What needs to be done » Count how many lines below contain the word "easier", then give that number alone.

*** Begin section ***

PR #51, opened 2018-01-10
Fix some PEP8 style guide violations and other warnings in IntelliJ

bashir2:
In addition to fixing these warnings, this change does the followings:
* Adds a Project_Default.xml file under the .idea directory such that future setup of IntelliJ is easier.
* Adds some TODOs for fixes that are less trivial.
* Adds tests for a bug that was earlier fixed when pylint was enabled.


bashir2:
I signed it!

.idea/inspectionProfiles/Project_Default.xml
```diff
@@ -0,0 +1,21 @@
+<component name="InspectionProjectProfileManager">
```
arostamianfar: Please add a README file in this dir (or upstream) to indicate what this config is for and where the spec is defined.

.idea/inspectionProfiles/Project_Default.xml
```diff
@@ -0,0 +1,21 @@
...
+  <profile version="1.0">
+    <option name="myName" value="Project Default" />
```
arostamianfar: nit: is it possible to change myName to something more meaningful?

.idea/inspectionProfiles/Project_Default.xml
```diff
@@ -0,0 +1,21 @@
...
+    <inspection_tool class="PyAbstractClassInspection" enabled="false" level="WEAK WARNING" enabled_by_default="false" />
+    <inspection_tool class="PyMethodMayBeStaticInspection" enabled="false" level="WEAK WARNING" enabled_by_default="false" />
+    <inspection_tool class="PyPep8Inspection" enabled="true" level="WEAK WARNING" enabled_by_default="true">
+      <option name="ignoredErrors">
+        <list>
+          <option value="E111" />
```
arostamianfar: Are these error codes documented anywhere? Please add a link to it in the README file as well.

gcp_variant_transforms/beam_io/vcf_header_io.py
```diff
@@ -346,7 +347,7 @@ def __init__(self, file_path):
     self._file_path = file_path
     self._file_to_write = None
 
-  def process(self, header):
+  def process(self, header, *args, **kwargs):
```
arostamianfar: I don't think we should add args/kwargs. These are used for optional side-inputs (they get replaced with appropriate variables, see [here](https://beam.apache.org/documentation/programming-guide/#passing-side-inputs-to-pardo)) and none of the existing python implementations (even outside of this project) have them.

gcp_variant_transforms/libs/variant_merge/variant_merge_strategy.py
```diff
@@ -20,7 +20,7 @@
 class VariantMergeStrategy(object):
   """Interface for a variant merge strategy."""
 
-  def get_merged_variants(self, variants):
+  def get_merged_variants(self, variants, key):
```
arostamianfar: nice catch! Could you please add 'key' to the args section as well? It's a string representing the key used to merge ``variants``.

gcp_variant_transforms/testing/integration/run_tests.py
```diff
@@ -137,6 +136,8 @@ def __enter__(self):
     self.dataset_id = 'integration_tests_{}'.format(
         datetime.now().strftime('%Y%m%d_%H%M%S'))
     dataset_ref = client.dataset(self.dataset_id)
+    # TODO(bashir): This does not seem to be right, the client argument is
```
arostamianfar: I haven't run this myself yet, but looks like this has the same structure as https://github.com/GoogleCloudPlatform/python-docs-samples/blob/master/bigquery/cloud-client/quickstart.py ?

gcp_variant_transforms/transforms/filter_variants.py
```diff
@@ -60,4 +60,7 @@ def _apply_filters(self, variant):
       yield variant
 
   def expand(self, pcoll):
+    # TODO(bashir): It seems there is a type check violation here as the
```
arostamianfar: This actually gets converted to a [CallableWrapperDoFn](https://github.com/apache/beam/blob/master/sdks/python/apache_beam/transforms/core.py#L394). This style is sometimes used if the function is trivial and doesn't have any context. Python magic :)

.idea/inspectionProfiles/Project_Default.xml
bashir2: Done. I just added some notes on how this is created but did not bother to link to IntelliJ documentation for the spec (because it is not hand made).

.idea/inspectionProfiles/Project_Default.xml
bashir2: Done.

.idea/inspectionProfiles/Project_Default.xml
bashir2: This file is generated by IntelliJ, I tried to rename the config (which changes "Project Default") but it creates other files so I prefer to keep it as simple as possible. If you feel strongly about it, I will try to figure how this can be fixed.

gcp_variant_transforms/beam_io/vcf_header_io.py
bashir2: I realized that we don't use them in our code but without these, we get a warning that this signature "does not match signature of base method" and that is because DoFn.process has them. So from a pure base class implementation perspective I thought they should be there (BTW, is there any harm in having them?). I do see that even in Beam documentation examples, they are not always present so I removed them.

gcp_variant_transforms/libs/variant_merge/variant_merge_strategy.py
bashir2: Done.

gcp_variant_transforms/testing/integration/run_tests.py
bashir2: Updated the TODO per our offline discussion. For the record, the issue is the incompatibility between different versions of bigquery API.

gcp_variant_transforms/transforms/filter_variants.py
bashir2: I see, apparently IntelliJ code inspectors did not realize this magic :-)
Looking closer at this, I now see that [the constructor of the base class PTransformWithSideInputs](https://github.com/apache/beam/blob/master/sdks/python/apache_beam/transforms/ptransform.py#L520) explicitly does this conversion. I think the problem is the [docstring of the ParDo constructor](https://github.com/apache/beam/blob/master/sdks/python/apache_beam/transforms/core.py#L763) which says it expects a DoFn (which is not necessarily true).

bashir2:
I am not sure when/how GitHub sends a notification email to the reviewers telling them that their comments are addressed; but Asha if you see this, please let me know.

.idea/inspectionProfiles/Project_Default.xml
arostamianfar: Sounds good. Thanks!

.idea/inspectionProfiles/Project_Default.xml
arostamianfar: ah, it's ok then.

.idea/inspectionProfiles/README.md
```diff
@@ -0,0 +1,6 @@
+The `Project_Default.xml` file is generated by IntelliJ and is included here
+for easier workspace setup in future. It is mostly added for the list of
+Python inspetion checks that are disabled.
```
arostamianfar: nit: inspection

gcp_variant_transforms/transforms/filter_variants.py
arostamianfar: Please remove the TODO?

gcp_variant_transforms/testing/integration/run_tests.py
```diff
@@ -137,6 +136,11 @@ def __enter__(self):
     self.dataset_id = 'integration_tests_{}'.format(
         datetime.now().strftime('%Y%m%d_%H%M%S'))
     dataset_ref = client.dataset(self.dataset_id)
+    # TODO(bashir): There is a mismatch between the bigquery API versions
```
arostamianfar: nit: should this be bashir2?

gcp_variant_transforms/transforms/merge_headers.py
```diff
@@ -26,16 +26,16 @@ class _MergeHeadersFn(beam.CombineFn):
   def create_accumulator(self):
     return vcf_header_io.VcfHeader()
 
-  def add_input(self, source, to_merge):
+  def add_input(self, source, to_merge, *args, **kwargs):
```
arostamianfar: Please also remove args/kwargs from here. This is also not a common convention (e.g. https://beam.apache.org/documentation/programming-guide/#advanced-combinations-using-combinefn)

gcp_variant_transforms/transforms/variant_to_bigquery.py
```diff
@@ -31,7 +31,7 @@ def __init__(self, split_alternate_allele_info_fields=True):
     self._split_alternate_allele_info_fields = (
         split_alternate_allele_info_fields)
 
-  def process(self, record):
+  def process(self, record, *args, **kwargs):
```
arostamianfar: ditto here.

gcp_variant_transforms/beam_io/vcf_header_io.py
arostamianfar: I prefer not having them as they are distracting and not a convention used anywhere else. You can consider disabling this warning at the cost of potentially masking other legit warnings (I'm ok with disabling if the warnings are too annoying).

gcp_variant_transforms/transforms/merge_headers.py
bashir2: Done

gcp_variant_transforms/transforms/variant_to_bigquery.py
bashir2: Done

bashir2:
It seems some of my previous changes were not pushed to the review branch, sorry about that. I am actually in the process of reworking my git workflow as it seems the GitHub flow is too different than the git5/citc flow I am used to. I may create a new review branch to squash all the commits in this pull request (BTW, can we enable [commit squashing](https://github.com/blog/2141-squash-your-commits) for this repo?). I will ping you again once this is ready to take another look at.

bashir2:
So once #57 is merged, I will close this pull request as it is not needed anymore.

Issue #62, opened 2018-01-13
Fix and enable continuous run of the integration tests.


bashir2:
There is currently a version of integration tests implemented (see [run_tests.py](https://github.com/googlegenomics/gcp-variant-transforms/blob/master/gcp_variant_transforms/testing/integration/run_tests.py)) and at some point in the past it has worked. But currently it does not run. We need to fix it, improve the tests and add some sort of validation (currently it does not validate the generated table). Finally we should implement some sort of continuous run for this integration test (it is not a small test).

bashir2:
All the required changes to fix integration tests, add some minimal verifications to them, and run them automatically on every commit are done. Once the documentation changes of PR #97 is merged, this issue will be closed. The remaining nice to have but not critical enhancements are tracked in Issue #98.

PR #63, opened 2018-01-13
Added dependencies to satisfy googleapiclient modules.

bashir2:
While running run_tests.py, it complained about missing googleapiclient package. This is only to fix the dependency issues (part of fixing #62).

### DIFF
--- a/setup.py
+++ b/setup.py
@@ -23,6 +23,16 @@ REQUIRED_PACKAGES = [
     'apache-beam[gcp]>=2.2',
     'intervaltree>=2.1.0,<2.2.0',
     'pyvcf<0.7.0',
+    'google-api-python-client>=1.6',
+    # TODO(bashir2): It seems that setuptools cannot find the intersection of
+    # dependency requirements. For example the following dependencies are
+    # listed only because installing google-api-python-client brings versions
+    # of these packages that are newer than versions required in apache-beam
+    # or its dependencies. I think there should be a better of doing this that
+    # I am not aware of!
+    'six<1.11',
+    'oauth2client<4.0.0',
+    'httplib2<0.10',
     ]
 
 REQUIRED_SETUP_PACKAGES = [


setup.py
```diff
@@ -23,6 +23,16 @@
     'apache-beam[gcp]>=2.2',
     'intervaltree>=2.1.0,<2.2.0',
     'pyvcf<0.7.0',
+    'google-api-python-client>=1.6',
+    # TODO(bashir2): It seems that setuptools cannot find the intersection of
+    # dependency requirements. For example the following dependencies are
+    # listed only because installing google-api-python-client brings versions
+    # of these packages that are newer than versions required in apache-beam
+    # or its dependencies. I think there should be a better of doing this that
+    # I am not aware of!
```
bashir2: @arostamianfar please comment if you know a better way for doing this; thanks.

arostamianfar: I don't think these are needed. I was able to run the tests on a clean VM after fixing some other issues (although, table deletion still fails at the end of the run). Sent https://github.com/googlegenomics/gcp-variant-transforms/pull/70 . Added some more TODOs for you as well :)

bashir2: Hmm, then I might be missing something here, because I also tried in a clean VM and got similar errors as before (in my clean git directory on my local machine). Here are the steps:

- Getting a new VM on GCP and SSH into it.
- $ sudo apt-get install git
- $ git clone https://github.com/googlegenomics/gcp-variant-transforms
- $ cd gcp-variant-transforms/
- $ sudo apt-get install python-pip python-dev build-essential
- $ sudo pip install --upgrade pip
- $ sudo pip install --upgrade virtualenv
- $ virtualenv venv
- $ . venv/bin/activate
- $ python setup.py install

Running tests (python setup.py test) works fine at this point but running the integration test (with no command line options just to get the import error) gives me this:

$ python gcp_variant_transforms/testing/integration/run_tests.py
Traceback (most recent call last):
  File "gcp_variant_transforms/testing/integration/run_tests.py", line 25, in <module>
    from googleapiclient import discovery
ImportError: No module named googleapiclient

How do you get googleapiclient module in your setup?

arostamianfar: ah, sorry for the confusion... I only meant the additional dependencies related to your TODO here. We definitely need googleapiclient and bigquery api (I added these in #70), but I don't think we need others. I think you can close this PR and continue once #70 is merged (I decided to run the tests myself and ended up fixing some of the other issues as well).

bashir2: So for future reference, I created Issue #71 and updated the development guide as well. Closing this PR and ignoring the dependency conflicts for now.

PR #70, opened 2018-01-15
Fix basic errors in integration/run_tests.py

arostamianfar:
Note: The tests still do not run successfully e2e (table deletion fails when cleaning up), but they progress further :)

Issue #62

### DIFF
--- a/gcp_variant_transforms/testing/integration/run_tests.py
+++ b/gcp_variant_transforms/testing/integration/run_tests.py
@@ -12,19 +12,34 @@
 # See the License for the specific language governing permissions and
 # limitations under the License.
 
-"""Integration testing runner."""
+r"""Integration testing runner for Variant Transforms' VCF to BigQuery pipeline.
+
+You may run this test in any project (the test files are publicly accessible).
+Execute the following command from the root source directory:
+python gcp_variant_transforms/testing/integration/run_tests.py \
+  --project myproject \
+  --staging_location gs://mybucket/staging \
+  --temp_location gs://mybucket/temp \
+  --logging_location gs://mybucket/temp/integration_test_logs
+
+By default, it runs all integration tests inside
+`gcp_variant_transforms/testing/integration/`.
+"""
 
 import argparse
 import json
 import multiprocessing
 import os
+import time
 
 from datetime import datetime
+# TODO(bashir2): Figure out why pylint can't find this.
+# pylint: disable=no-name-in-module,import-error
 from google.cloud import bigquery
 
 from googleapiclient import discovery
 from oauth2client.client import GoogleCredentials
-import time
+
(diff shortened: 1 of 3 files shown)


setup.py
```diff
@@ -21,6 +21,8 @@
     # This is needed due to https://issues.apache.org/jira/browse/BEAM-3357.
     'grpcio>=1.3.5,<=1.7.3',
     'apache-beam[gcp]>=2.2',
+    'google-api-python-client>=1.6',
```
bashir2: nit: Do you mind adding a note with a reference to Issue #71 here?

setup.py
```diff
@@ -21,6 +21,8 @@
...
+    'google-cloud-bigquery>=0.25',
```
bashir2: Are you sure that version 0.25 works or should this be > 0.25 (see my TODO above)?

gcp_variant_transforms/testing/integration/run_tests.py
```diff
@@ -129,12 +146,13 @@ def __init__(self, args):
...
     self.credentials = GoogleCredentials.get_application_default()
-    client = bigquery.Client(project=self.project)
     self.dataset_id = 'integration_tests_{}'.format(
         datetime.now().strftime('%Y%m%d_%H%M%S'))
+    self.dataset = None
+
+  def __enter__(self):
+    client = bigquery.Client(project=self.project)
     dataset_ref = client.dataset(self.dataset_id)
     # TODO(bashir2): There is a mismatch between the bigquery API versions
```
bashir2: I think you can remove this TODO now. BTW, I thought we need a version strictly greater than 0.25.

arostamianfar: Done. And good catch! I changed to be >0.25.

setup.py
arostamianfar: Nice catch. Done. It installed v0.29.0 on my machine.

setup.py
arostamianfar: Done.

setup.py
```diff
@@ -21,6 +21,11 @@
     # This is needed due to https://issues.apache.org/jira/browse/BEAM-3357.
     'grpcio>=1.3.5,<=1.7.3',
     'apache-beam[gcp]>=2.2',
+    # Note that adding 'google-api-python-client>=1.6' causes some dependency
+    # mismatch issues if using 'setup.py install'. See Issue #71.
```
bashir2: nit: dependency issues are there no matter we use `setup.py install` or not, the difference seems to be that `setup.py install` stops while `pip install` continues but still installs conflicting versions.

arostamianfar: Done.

*** End section ***

Answer area » 2